Die Deutschen sind im Moment die beste Wintersportnation aller Zeiten. Im ewigen Medaillenspiegel haben sie die Führung von den Russen übernommen. Die schwächeln nach zahlreichen Dopingskandalen, weil sie sich vier Jahre vor ihren Heimspielen in Sotschi nicht bereits angedrohten Sanktionen der Weltverbände aussetzen wollen. "Sauber bleiben", heißt das Motto der Russen in Vancouver - mit allen Konsequenzen möglicher Erfolglosigkeit.

16 Medaillen (bei Redaktionsschluss dieser Ausgabe), elf von Frauen, vier von Männern, eine im Eiskunstlaufen der Paare, haben die Deutschen bisher in Vancouver (3) und Whistler (13) gewonnen. 29 waren es vor vier Jahren am Ende der Spiele in Turin, als das schwarz-rot-goldene Team mit elf Gold-, zwölf Silber- und sechs Bronzemedaillen das erfolgreichste der 20. Olympischen Winterspiele stellte. Unter den Erwartungen, so Schwank, seien in der ersten Woche nur die nordischen Kombinierer und die männlichen Biathleten geblieben. Die hätten ihre eigenen Zielvorgaben, zwei Medaillen, noch nicht erfüllt. Diese Prognosen muss jeder Verband für den Olympiazyklus abgeben. Sie sind ein Kriterium für die Verteilung der Fördermittel.

Positiv sei, dass elf Medaillengewinner eine Eliteschule des Sports besucht haben und zehn bei Bundeswehr, Bundespolizei sowie Zoll angestellt sind, sagte Schwank. "Das zeigt, dass im Wintersport unser System der Sichtung und Förderung gut funktioniert."

Die zweite Woche, glaubt der Chef de Mission, könnte ähnlich erfolgreich werden wie die erste. An jedem Tag träten chancenreiche deutsche Athleten an die Startlinien.

Das lokale Organisationskomitee Vanoc hat zur Halbzeit eine durchweg positive Zwischenbilanz gezogen. "Wir sind sehr erfreut darüber, wie die Spiele laufen. Dass die ersten drei Tage vor und nach der Eröffnung eine besondere Herausforderung werden würden, war uns klar. Doch inzwischen läuft alles gut", erklärte Vanoc-Vizepräsident Dave Cobb. Das größte Problem zu Beginn seien die Transportsorgen vor allem in den Bergen rund um Whistler gewesen.
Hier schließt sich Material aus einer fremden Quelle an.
PR #486, opened 2018-01-13
ZIMBRA-130: Classifier Support

ilyusha:
This PR introduces classifiers to ZCS.

### The ML Server
The actual machine learning work is handled by the ML server found here: https://github.com/Zimbra/zimbra-ml. 

#### Introduction
This ML server uses The _Intel Neon_ deep learning library to build LSTM and Convolutional neural networks. It allows for registering classifiers for a given specification, training them, and classifying inputs with them. It also supports broader classifier management operations, such as listing all registered classifiers, getting detailed info for a classifier by ID, and deleting an existing classifier. It exposes a GraphQL API with a Tornado webserver.

#### Exclusive vs Overlapping Classes
The ML server supports classifying inputs into both _exclusive_ and _overlapping_ classes. A message can be classified into zero or one exclusive class, and into any number of overlapping classes. The distinction is that exclusive classifications are binary, while overlapping classifications include a probability value; the mailbox server must decide whether the probability is high enough to warrant action. 
An example of exclusive classes is folders such as "work", "social", "shopping", and "finance". An email can belong to no more than one of these.
An example of an overlapping class is "important". An email can be long to this class independently of any other classifications.

### Mailbox Client
The ZCS mailbox server acts the client to this backend. While this PR does not include any GraphQL code needed to actually connect to this server (this will be added later), it has all the abstractions necessary to manage classifiers given an _arbitrary_ backend. In short, the code introduced here lays the groundwork for managing classifiers in conjunction with the ML server described above.

First, I will quickly address two packages that don't have much functionality.

#### The `ml/schema` package
This package contains classes that mirror the GraphQL schema defined in
https://github.com/Zimbra/zimbra-ml/blob/master/schema/schema.py.
Since work on both the zimbra-ml repo and the ZCS ML framework is still ongoing, the correlation between these classes and the GraphQL schema may not be exact. These classes are mainly containers for data to be passed to the API, so there is little to no business logic here.

#### The `ml/query` package
This package contains classes representing queries that can be issued to the ML backend.
The all extend the `MLQuery` base class, and are parameterized by the return type of the `execute()` method. The queries correspond to operations that can be performed on the ML server API.

#### Classifier Management
The `ClassifierManager` class is the primary entry point into the machine learning system on ZCS. It is a singleton class that provides methods to manage classifiers, such as creating, deleting, and listing them.

A `ClassifierRegistry` is a helper class used to persist and fetch information about registered classifiers. It is an abstract class; the primary implementation `LdapClassifierRegistry` stores the information in the multivalued LDAP attribute `zimbraMachineLearningClassifierInfo`. The info is stored as a BEncoded string.

### The `Classifier` Class
The most important class introduced in this PR is `Classifier`.

#### Definition & Creation
The first class involved with classifier creation is `ClassifierSpec`. This is the blueprint for a classifier, from the perspective of the ML server. It contains the following fields:
* An ID (optional; if not provided, the server will generate a random one)
* The number of words the classifier will extract from the email subject
* The number of words the classifier will extract from the email content
* The number of other features that the classifier will use
* The overlapping and exclusive class labels that the classifier will output
* An optional path to the vocabulary file on the ML server (if not provided, a default is used), for when we want to use a pre-computed vocabulary
* The size of the lookup table to be created by the classifier for when we create our own word embeddings
* The number of dimensions to be used for word embedding generation

In short, these fields contain all the information required for the ML server to generate the underlying neural network topology. 

When it comes to numeric features, the backend does not care what they represent - only how many there are. The mailbox, however _does_ need to know what the features are, so that it can generate them from messages. This means that a  definition of a classifier on the mailbox is a combination of a `ClassifierSpec` and a `FeatureSet` (introduced in #ZIMBRA-132).

With this in mind, we can construct an instance of the `ClassifierData` class, which represents all the information necessary to register a classifier, both on the mailbox and on the ML backend. The class contains:
* A `ClassifierSpec` instance representing the information needed by the backend
* A `FeatureSet` instance representing the features that will generated for this classifier
* A string label that the classifier will be referred by (distinct from the internal classifier ID)
* A string description of the classifier (this will be useful in a future PR that introduces  a command-line utility for classifier management)

The `ClassifierManager::registerClassifier` method takes a `ClassifierData` instance and does the following:
1.  Checks that the classifier label is not a duplicate
2. Registers the `ClassifierSpec` on the ML backend using a `CreateClassifierQuery`
3. Instantiates a `Classifier` with the ID returned by the backend
4. Registers this classifier with the `ClassifierRegistry`.

A `Classifier`, then, has the following fields, accessible by getters:
* String ID
* String label
* String description
* `FeatureSet` instance
* A `ClassifierInfo` object, which extends the `ClassifierSpec` used during its creation, adding several metadata fields.

#### Training a classifier
The `train` method takes a `TrainingSpec` object. A `TrainingSpec` contains the following fields:
* A `TrainingData` instance, which wraps a list of `TrainingDocument` instances, which contain the actual feature and label information
* The number of epochs to train over
* The learning rate
* An optional percent training data holdout for testing the classifier
* An optional `TrainingData` instance containing data to test on (either this or percent holdout should be specified)
* An optional boolean "persist" flag. If true, the training set will be persisted on the server, so that multiple training runs can be performed without having to send over the entire set every time.

When training is kicked off, the backend returns an updated `ClassifierInfo` response. If the "persist" flag was set, this response will contain a `TrainingSetInfo` object which has metadata about the persisted training set.

#### Classifying an email
The `Classifier::classify` method is used to get classification results for a `Classifiable` item.  This method generates the input features using its `FeatureSet`, and instantiates the appropriate `AbstractClassificationQuery`.
The classification query returns a `ClassificationResult`, which contains:
* The URL of the underlying text (if provided during the query input)
* The exclusive class label, if available
* An array of `OverlappingClassification` instances, each of which contain the class label and a probability assigned to that class label.

#### MachineLearningBackend
The abstract `MachineLearningBackend` class represents a gateway to a ML server. It accepts `MLQuery` subclasses and invokes callbacks on them; these callbacks have the same return type as the `MLQuery.execute()` method. The backend to be used is specified by the new `zimbraMachineLearningBackendURL` LDAP attribute.

The only implementation of `MachineLearningBackend` in this PR is the `DummyMachineLearningBackend`. This is a mock backend that can be used for testing and development. It has an in-memory "registry" of classifiers, and when "classifying" messages, applies the exclusive and overlapping class labels that are present in email subject. For example, if the the classifier supports exclusive classes `shopping`, `work`, `social` and overlapping classes `important`, an email with the subject "important work message" would be classified as "work" and "important". This lets us test the full classifier system without actually being connected to a functional ML backend.

#### Testing
The `ClassifierManagerTest` class contains unit tests for various aspects of classifier management.

### DIFF
--- a/store/conf/attrs/zimbra-attrs.xml
+++ b/store/conf/attrs/zimbra-attrs.xml
@@ -9785,4 +9785,14 @@ TODO: delete them permanently from here
   <desc>If true, search results will be sorted by relevance if a sortBy value is not provided.</desc>
   <defaultCOSValue>FALSE</defaultCOSValue>
 </attr>
+
+<attr id="3051" name="zimbraMachineLearningClassifierInfo" type="string" cardinality="multi" optionalIn="globalConfig" since="8.8.6">
+  <desc>Serialized info about registered classifiers</desc>
+</attr>
+
+<attr id="3052" name="zimbraMachineLearningBackendURL" type="string" cardinality="single" optionalIn="globalConfig,server" flags="serverInherited" since="8.8.6">
+    <desc>URL for accessing the machine learning service.
+    First part of the URL before the first colon identifies the implementation Factory.
+    Only the "zimbra" prefix is currently supported.</desc>
+</attr>
 </attrs>
--- a/store/src/java/com/zimbra/cs/ml/classifier/ClassifierData.java
+++ b/store/src/java/com/zimbra/cs/ml/classifier/ClassifierData.java
@@ -1,0 +1,57 @@
+package com.zimbra.cs.ml.classifier;
+
+import com.zimbra.common.service.ServiceException;
+import com.zimbra.cs.mailbox.Message;
+import com.zimbra.cs.ml.Classifiable;
+import com.zimbra.cs.ml.classifier.Classifier.ClassifiableType;
+import com.zimbra.cs.ml.feature.FeatureSet;
+import com.zimbra.cs.ml.schema.ClassifierInfo;
+import com.zimbra.cs.ml.schema.ClassifierSpec;
+
+/**
+ * Class encompassing all data needed to register a classifier
+ */
+public class ClassifierData<T extends Classifiable> {
+    private String label;
+    private String description;
+    private FeatureSet<T> featureSet;
+    private ClassifierSpec spec;
+    private ClassifiableType type;
+
+    public ClassifierData(ClassifiableType type, String label, ClassifierSpec spec, FeatureSet<T> featureSet) {
+        this(type, label, spec, featureSet, null);
+    }
+
+    public ClassifierData(ClassifiableType type, String label, ClassifierSpec spec, FeatureSet<T> featureSet, String description) {
+        this.type = type;
+        this.label = label;
+        this.description = description;
+        this.featureSet = featureSet;
+        this.spec = spec;
+    }
+
+    public String getLabel() {
+        return label;
+    }
+
+    public ClassifierSpec getSpec() {
+        return spec;
+    }
+
+    @SuppressWarnings("unchecked")
+    public Classifier<T> create(ClassifierInfo info) throws ServiceException {
+        Classifier<T> classifier;
+        switch (type) {
+        case MESSAGE:
+            classifier = (Classifier<T>) new MessageClassifier(info.getClassifierId(), label, (FeatureSet<Message>) featureSet);
+            break;
+        default:
+            throw ServiceException.FAILURE(String.format("Cannot create Classifier for ClassifiableType %s; only MESSAGE is supported at this time", type), null);
+        }
+        if (description != null) {
+            classifier.setDescription(description);
+        }
+        classifier.setClassifierInfo(info);
+        return classifier;
+    }
+}
--- a/store/src/java/com/zimbra/cs/ml/classifier/ClassifierManager.java
+++ b/store/src/java/com/zimbra/cs/ml/classifier/ClassifierManager.java
@@ -1,0 +1,125 @@
+package com.zimbra.cs.ml.classifier;
+
+import java.util.HashMap;
+import java.util.Map;
+
+import com.zimbra.common.service.ServiceException;
+import com.zimbra.common.util.ZimbraLog;
+import com.zimbra.cs.ml.Classifiable;
+import com.zimbra.cs.ml.query.CreateClassifierQuery;
+import com.zimbra.cs.ml.query.DeleteClassifierQuery;
+import com.zimbra.cs.ml.query.ListClassifiersQuery;
+import com.zimbra.cs.ml.schema.ClassifierInfo;
+import com.zimbra.cs.ml.schema.ClassifierSpec;
+
+/**
+ * Primary entry point into the classifier system
+ * @author iraykin
+ */
+public class ClassifierManager {
+
+    private ClassifierRegistry registry;
+
+    private static ClassifierManager instance = null;
+
+    private ClassifierManager() throws ServiceException {
+        this(new LdapClassifierRegistry());
+    }
+
+    private ClassifierManager(ClassifierRegistry registry) {
+        this.registry = registry;
+    }
+
+    public void setRegistry(ClassifierRegistry registry) {
+        this.registry  = registry;
+    }
+
+    public static synchronized ClassifierManager getInstance() throws ServiceException {
+        if (instance == null) {
+            instance = new ClassifierManager();
+        }
+        return instance;
+
+    }
+
+    /**
+     * return a map of registered classifiers keyed by the IDs. Used by the classifier registry
+     * to construct full {@link Classifier} instances
+     */
+    public Map<String, ClassifierInfo> getAllClassifierInfo() throws ServiceException {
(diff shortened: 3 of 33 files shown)


store/src/java/com/zimbra/cs/ml/classifier/ClassifierData.java
```diff
@@ -0,0 +1,54 @@
...
+    }
+
+    public ClassifierSpec getSpec() {
+        return spec;
+    }
+
+    @SuppressWarnings("unchecked")
+    public Classifier<T> create(ClassifierInfo info) {
+        Classifier<T> classifier;
+        switch (type) {
```
fatkudu: Kind of looks like don't need the switch statement?  Or perhaps need a comment like similar cases lower down.  Would it make more sense to only allow MESSAGE at the moment and anything else is an error?

store/src/java/com/zimbra/cs/ml/classifier/ClassifierManager.java
```diff
@@ -0,0 +1,125 @@
...
+ */
+public class ClassifierManager {
+
+    private ClassifierRegistry registry;
+
+    private static ClassifierManager instance = null;
+
+        private ClassifierManager() throws ServiceException {
+        this(new LdapClassifierRegistry());
+    }
```
fatkudu: indenting looks off somewhere here.

store/src/java/com/zimbra/cs/ml/classifier/ClassifierRegistry.java
```diff
@@ -0,0 +1,197 @@
...
+    private Map<String, Classifier<?>> idMap;
+    private Map<String, Classifier<?>> labelMap;
+    private boolean loaded = false;
+
+    public ClassifierRegistry() {
+        idMap = new HashMap<>();
+        labelMap = new HashMap<>();
+    }
+
+    void loadKnownClassifiers() throws ServiceException {
```
fatkudu: Does this need to be synchronized?  Seem to be a few calls to it.

store/src/java/com/zimbra/cs/ml/classifier/ClassifierRegistry.java
```diff
@@ -0,0 +1,197 @@
...
+        map.put(KEY_DESCRIPTION, classifier.getDescription());
+        return BEncoding.encode(map);
+    }
+
+    protected Classifier<?> decode(String encoded) throws ServiceException {
+        Map<String, Object> map;
+        try {
+            map = BEncoding.decode(encoded);
+        } catch (BEncodingException e) {
+            throw ServiceException.FAILURE("unable to decode classifier", null);
```
fatkudu: Worth logging the value of `encoded`?

store/src/java/com/zimbra/cs/ml/classifier/ClassifierRegistry.java
```diff
@@ -0,0 +1,197 @@
...
+        try {
+            type = ClassifiableType.valueOf(typeStr);
+        } catch (IllegalArgumentException e) {
+            throw ServiceException.FAILURE("invalid ClassifiableType value encountered during decoding classifier: " + typeStr, null);
+        }
+        //this may seem unnecessary now, but it allows us to add classifiers for things other than messages in the future
+        switch (type) {
+        case MESSAGE:
+        default:
+            return decodeMessageClassifier(map);
```
fatkudu: If the value of `type` isn't MESSAGE then I suspect this will make no sense.  Suggest treat anything other than MESSAGE as an error.

store/src/java/com/zimbra/cs/ml/classifier/ClassifierRegistry.java
ilyusha: The encoded values can be pretty long, but it's probably worth logging in error cases

store/src/java/com/zimbra/cs/ml/classifier/ClassifierRegistry.java
ilyusha: yeah - good catch

store/src/java/com/zimbra/cs/ml/classifier/ClassifierRegistry.java
ilyusha: Right, I think I filed that away as a "fix later" and then forgot about it. Thanks for noticing.

store/conf/attrs/zimbra-attrs.xml
```diff
@@ -9785,4 +9785,14 @@ TODO: delete them permanently from here
   <desc>If true, search results will be sorted by relevance if a sortBy value is not provided.</desc>
   <defaultCOSValue>FALSE</defaultCOSValue>
 </attr>
+
+<attr id="3051" name="zimbraClassifierInfo" type="string" cardinality="multi" optionalIn="globalConfig" since="8.8.6">
+  <desc>Serialized info about registered classifiers</desc>
```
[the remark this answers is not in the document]
ilyusha: Yeah, it's probably a good idea to preface ML-related attributes with "zimbraMachineLearning"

Doch Vanoc habe darauf schnell reagiert. 100 Fahrzeuge minderer Qualität seien kurzfristig ersetzt und ein reibungsloser Transport so doch noch gewährleistet worden.
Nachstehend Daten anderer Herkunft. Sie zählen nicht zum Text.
PR #492, opened 2018-01-17
Bugfix/zcs 2220wait set cleanup

fatkudu:
Various cleanups made whilst investigating ZCS-2220.
Main changes are that SessionMap's countActiveSessions was returning some completely unrelated value and that TestUtil.getAdminSoapTransport was un-necessarily using a session which never gets used (and doesn't get cleaned up until inactivity is spotted) - so stopped that.  Guessing this was the root of why we thought AdminWaitSets were consuming Admin sessions on the mailbox.

### DIFF
--- a/store/src/java/com/zimbra/cs/session/SessionCache.java
+++ b/store/src/java/com/zimbra/cs/session/SessionCache.java
@@ -96,6 +96,17 @@ public final class SessionCache {
         return getSessionMap(Session.Type.SOAP).get(accountId);
     }
 
+    public static int countActiveSessionsForAccount(String accountId, Session.Type type) {
+        SessionMap sessionMap = getSessionMap(type);
+        if (sessionMap == null) {
+            return 0;
+        }
+        int num = sessionMap.countActiveSessions(accountId);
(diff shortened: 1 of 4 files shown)


store/src/java/com/zimbra/cs/session/SessionCache.java
```diff
@@ -42,6 +42,27 @@
  **/
 public final class SessionCache {
 
+    private static final String sRunIdentifier = (System.currentTimeMillis() / 1000) + "." + new java.util.Random().nextInt(100);
```
tmclane: Would a UUID be better? This is probably unique enough in reality.

fatkudu: I'm inclined to leave that alone for now although I take your point :-)

tmclane: It was just a thought. I agree this is probably unique enough. If any sessions double up in exactly the same millisecond theoretically the 'nextInt' will not generate the same exact number although I suppose that possibility exists however small.

I am happy for you to leave it alone as well.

Auch das Internationale Olympische Komitee (IOC) ist sehr zufrieden mit dem bisherigen Verlauf. "Wir sind sehr erfreut über den glatten Verlauf der Spiele", sagte IOC-Exekutiv-Direktor Gilbert Felli. "Wir erhalten von überall positive Rückmeldungen und sehen fröhliche Menschen, die die Arenen und Straßen füllen." Er habe einen rundum positiven Eindruck gewonnen, so Felli. "Und wir haben keinen Grund zu glauben, dass die nächsten Tage nicht ebenso erfolgreich werden." Das größte Lob erhielt Vanoc für seine Reaktionszeiten bei kleineren Problemen. "Es wird in der Regel binnen 24 Stunden für Abhilfe gesorgt", freute sich Felli, "das ist eine sehr hohe Qualität."